Aber die Klinke schon in der Hand, drehte sich der ehemalige Bureauschreiber noch einmal um:
»Vergessen Sie nicht, Herr Untersuchungsrichter, morgen früh die Zeitung zu lesen!«
Damit war er hinaus.
Er hörte noch etwas hinter sich herrufen und Türen klappen, aber mit stolzerhobenem Kopf, ohne seine Schritte im geringsten zu beschleunigen, verließ er das Gerichtsgebäude und begab sich direkt in die Redaktion der »Berliner Nachrichten«, die schon am nächsten Morgen eine detaillierte Schilderung der ganzen Szene brachten.
Es war eine wundervolle Maiennacht, in der sich Heinz Marquardt auf einer seiner gewöhnlichen Streifereien befand. Er hatte sich heute nach dem Süden der Stadt gewandt und patrouillierte die Wasserläufe der Gegend ab.
Der Mond stand so hell am Himmel, daß die Laternen die Vergeblichkeit ihrer Bemühungen einzusehen schienen und nur matt schimmerten in dem weißen Licht, das die große Bogenlampe des Firmaments über die schlafende Stadt ausgoß.
Aber der Schlaf der Riesenstadt war auch in dieser Nacht viel weniger fest als sonst. Der Sang der Sprosser, die in den Baumalleen am Kanal schlugen, und die milde Luft lockte alle diejenigen aus den dumpfen Zimmern, deren Herz auch Frühling hatte. Viel Pärchen, Hand in Hand oder eng umschlungen, schlenderten umher und saßen auf den Bänken am Wasser – dem verwaisten Manne tat ihr Anblick wehe, er ging immer weiter, hinaus, wo die Gegend einsam war wie sein Herz.
Auch die letzten Tage hatten ihm, wie so viele der vorhergehenden, nur Enttäuschungen gebracht.

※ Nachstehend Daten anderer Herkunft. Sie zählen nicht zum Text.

PR #775, opened 2018-08-31
add history tables for biobank order identifier and samples

Seeker1911:


rest-api/model/biobank_order.py
```diff
@@ -125,41 +124,78 @@ class BiobankOrder(BiobankOrderBase, Base):
   samples = relationship('BiobankOrderedSample', cascade='all, delete-orphan')
 
 
-class BiobankOrderIdentifier(Base):
+class BiobankOrderIdentifierBase(object):
+  @declared_attr
```
danqrodney: So I believe the only fields you need to do the @declared_attr thing on are foreign keys and relationships. You can leave the other columns the way they were..

rest-api/alembic/versions/45d77ae13992_add_id_and_sample_history_tables.py
```diff
@@ -0,0 +1,78 @@
...
+
+def upgrade_rdr():
+    # ### commands auto generated by Alembic - please adjust! ###
+    op.create_table('biobank_order_identifier_history',
+    sa.Column('version', sa.Integer(), nullable=False),
+    sa.Column('system', sa.String(length=80), nullable=False),
+    sa.Column('value', sa.String(length=80), nullable=False),
+    sa.Column('biobank_order_id', sa.String(length=80), nullable=False),
+    sa.ForeignKeyConstraint(['biobank_order_id'], ['biobank_order.biobank_order_id'], ),
+    sa.PrimaryKeyConstraint('version', 'system', 'value')
```
danqrodney: The primary key is in the wrong order here; should be system, value, version. (Which kinda matters for querying on this.) I believe if you get rid of the @declared_attr stuff below it should work. You *may* need to add a version column to BiobankOrderIdentifierBase or BiobankOrderedSampleBase, or override all the primary key columns in the subclasses to get SQLAlchemy to handle this appropriately... I'm not sure.

Alternatively, you can mess with the generated code here directly... just make sure that SQLAlchemy doesn't do something crazy like try to change the primary key if you run generate_schema again afterwards.

rest-api/alembic/versions/45d77ae13992_add_id_and_sample_history_tables.py
```diff
@@ -0,0 +1,78 @@
...
+    sa.Column('version', sa.Integer(), nullable=False),
+    sa.Column('description', sa.UnicodeText(), nullable=False),
+    sa.Column('finalized', model.utils.UTCDateTime(), nullable=True),
+    sa.Column('test', sa.String(length=80), nullable=False),
+    sa.Column('processed', model.utils.UTCDateTime(), nullable=True),
+    sa.Column('processing_required', sa.Boolean(), nullable=False),
+    sa.Column('order_id', sa.String(length=80), nullable=False),
+    sa.Column('collected', model.utils.UTCDateTime(), nullable=True),
+    sa.ForeignKeyConstraint(['order_id'], ['biobank_order.biobank_order_id'], ),
+    sa.PrimaryKeyConstraint('version', 'test', 'order_id')
```
danqrodney: Same as above, primary key should be order_id, test, version.

rest-api/alembic/versions/45d77ae13992_add_id_and_sample_history_tables.py
Seeker1911: done

rest-api/alembic/versions/45d77ae13992_add_id_and_sample_history_tables.py
Seeker1911: done

rest-api/model/biobank_order.py
Seeker1911: done

rest-api/alembic/versions/b4f6eb55d503_add_sample_and_identifier_history.py
```diff
@@ -0,0 +1,78 @@
...
+    sa.Column('test', sa.String(length=80), nullable=False),
+    sa.Column('description', sa.UnicodeText(), nullable=False),
+    sa.Column('processing_required', sa.Boolean(), nullable=False),
+    sa.Column('collected', model.utils.UTCDateTime(), nullable=True),
+    sa.Column('processed', model.utils.UTCDateTime(), nullable=True),
+    sa.Column('finalized', model.utils.UTCDateTime(), nullable=True),
+    sa.Column('version', sa.Integer(), nullable=False),
+    sa.Column('order_id', sa.String(length=80), nullable=False),
+    sa.ForeignKeyConstraint(['order_id'], ['biobank_order.biobank_order_id'], ),
+    sa.PrimaryKeyConstraint('test', 'version', 'order_id')
```
danqrodney: This should be order_id, test, version, or order_id, version, test... Putting order_id first matters if you want to make scanning the samples for an order efficient.

It looks like you can get SQLAlchemy to do this properly using __table_args__, instead of primary_key=True, as described here:

https://stackoverflow.com/questions/9034271/sqlalchemy-orm-how-to-declare-a-table-class-that-contains-multi-column-primary

PR #777, opened 2018-09-06
add staging option to deploy app to reflect prod

Seeker1911:


rest-api/tools/deploy_app.sh
```diff
@@ -42,7 +42,7 @@ if [[ $(git status --porcelain) ]]; then
 fi
 
 UPDATE_TRACKER=tools/update_release_tracker.py
-if [ "${PROJECT}" == "all-of-us-rdr-prod" ]
+if [ "${PROJECT}" == "all-of-us-rdr-prod" ] || [ "${PROJECT}" == "all-of-us-rdr-staging" ]
```
danqrodney: This should change to use config_staging.json... we don't want to use prod config, just app_prod.yaml.

rest-api/tools/deploy_app.sh
```diff
@@ -154,7 +154,7 @@ then
 
   if [ "$TARGET" == "app" ] || [ "$TARGET" == "all" ]
   then
-    if [ "${PROJECT}" = "all-of-us-rdr-prod" ]
+    if [ "${PROJECT}" = "all-of-us-rdr-prod" ] || [ "${PROJECT}" = "all-of-us-rdr-staging" ]
```
danqrodney: I'm not sure I'd merge this into master, as we don't want staging normally to use app_prod.yaml... only during load tests.

If we do want to merge something into master here, we should probably add a --use_prod_yaml flag that we check here instead.

rest-api/tools/deploy_app.sh
Seeker1911: done

rest-api/tools/deploy_app.sh
Seeker1911: done

rest-api/tools/deploy_app.sh
```diff
@@ -18,6 +18,7 @@ while true; do
     --version) VERSION=$2; shift 2;;
     --deploy_as_version) DEPLOY_AS_VERSION=$2; shift 2;;
     --target) TARGET=$2; shift 2;;
+    --use_prod_yaml) USE_PROD_YAML='true'; shift 2;;
```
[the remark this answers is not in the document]
Seeker1911: done

PR #781, opened 2018-09-17
DA-563 fixing fake participant importer

Seeker1911:


rest-api/tools/auth_setup.sh
```diff
@@ -61,7 +61,7 @@ source ${REPO_ROOT_DIR}/tools/setup_vars.sh
 TMP_DB_INFO_FILE=${TMP_DIR}/db_info.json
 PORT=3308
 CLOUD_PROXY_PID=
-
+export "GOOGLE_APPLICATION_CREDENTIALS"=$CREDS_FILE
```
danqrodney: Nit: I don't think you need the quotes here.

rest-api/tools/import_organizations.py
```diff
@@ -584,7 +584,7 @@ def main(args):
   HPODao()._invalidate_cache()
   OrganizationImporter().run(args.organization_file, args.dry_run)
   OrganizationDao()._invalidate_cache()
-  SiteImporter().run(args.site_file, args.dry_run)
+  SiteImporter().run(args.site_file, args.dry_run, args.creds_file)
```
danqrodney: I don't think you should pass in creds_file anymore? Does this actually work?

rest-api/tools/auth_setup.sh
Seeker1911: You're right

rest-api/tools/import_organizations.py
Seeker1911: Nope, fixed.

Anfangs der Woche war er wieder einmal bei der Baronesse gewesen, die in ihr luxuriöses Heim seit einiger Zeit zurückgekehrt war.
Aber sie hatte ihn nicht empfangen. Und als ihm am nächsten Tag zum zweiten Male der Bescheid wurde, das gnädige Fräulein sei nicht zu Hause, da sah er ein, daß hier alle fernere Mühe vergeblich sein und sie ihn voraussichtlich überhaupt nicht mehr empfangen würde.
Wußte sie wirklich etwas von dem Bruder? ... Wohl kaum! ... Vielleicht war es ihr unangenehm, daß Marquardt ihn, wenn er auch längst verschollen war, in diese Affäre hineinzog; vielleicht hatte auch Marquardts ganze Geschichte, in ihrem Leben nur eine flüchtige Episode, das Interesse für sie schon verloren und war ihr langweilig geworden.
Und das war der zweite Anhalt für seine Sache, der ihm verloren ging.